Things kind of changed slightly after I committed to marrying him. Suddenly, he didn't like the fact that I drank, and I asked him if he would rather I didn't. He said yes, and at the time, I didn't think it was such a sacrifice. Eventually, I resented this, but it was too late. To make a very long story short, my friends were not too thrilled with the new me, because they felt I was changing too much of who I was for him. It took a lot of work to regain the friendships back. Being told I couldn't have a drink made me hate going to social gatherings and weddings, and I started to look around at everyone having fun and felt like I was in a cave. This had to change, and I told him how I felt. After many arguments and many people in A.A. telling him he was wrong, he finally "allowed" me to drink socially, but did not want me to drink in front of him. So this did not solve the social gathering and wedding problem because I was always with him. Eventually, I somehow eased my way into drinking a couple of drinks in front of him. However, we could never have a big barbecue or party at our house and invite his friends because he did not want alcohol served in his home. I could go on and on but I am sure you get the drift.

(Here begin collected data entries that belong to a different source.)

PR #3256, opened 2026-04-29
[201_104] Fix : Shift+Tab results in empty popup window on `>`#2726

### LINKED ISSUE #2726: tab cycling上还有一些符号没有被显示出来
Image
如图，进入数学模式输入`<`，随后按下shift tab，最后一个符号没有在上面显示出来

Image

The thing that put the nail in the coffin that is our marriage is when he decided that my father is an alcoholic, and that I need to go to Al-Anon because I have alcoholic attitudes as a result of my father's alcoholism. My father does drink several drinks a day, but I never ever considered him an alcoholic. I know the definition of an alcoholic is pretty sketchy, but he does not meet my definition of an alcoholic. And he did not drink in the house when we were growing up. The last thing I wanted to do was go to Al-Anon, and I fought it tooth and nail. So he went. For those of you who are not aware, Al-Anon is a twelve step program for people who live with or have been affected by alcoholics. My husband decided he needed to go to learn how to deal with me - a non-alcoholic with alcoholic attitudes, according to him. At first I thought he was going because his father was a full-blown alcoholic, and when I learned it was because of me, something in me shut off. This was not normal, but I would not tell him not to go. I always supported whatever type of support he needed. But I resented it immensely that he felt he needed to go to Al-Anon because of me. Even our therapists (that's right, there were two) told him he had to stop pushing me to go to Al-Anon, and eventually he did. I went to one meeting with him at one point because he threatened to leave me unless I did. I was very weak back then, and just went, but I knew it was not for me. Twelve step programs are for people who want it - I did not. Anyway, I thought the issue was closed, but the fact is, once he got that in his head, the marriage slowly started to end. I confirmed this thought when I heard him talking on the phone with his mother after he told me he wanted a separation. He was telling her pretty loudly that I was an Adult Child of an Alcoholic not getting help, and that is why the marriage did not work. My husband could never understand and accept, despite all our therapy, that I was depressed because of the infertility. He constantly tried to blame my sadness and anger on alcoholism in some way, shape, or form. We never had a chance.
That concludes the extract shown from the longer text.